----- DATA IN THIS EXERCISE -----
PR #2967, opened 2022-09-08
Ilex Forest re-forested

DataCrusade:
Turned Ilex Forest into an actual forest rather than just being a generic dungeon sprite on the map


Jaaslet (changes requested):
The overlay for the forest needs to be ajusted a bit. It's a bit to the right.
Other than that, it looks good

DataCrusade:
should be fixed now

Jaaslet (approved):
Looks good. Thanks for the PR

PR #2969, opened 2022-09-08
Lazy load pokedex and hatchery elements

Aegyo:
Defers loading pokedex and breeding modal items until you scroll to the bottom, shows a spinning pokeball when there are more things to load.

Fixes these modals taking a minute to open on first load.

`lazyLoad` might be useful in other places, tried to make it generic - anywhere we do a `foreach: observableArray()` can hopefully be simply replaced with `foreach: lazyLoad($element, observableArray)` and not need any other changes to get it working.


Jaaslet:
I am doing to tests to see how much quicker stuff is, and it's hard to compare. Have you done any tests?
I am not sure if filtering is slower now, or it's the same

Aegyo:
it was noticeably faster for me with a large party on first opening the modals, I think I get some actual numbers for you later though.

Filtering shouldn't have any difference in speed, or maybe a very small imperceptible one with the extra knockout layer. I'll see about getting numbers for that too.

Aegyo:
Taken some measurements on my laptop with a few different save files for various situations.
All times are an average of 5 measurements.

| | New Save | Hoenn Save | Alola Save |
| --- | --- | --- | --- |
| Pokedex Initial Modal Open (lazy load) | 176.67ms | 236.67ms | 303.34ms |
-----
EXERCISE INSTRUCTIONS:
Every line containing the string "modals" in the entries should be counted; give the resulting number and nothing else.

REPLY TO THE EXERCISE:
2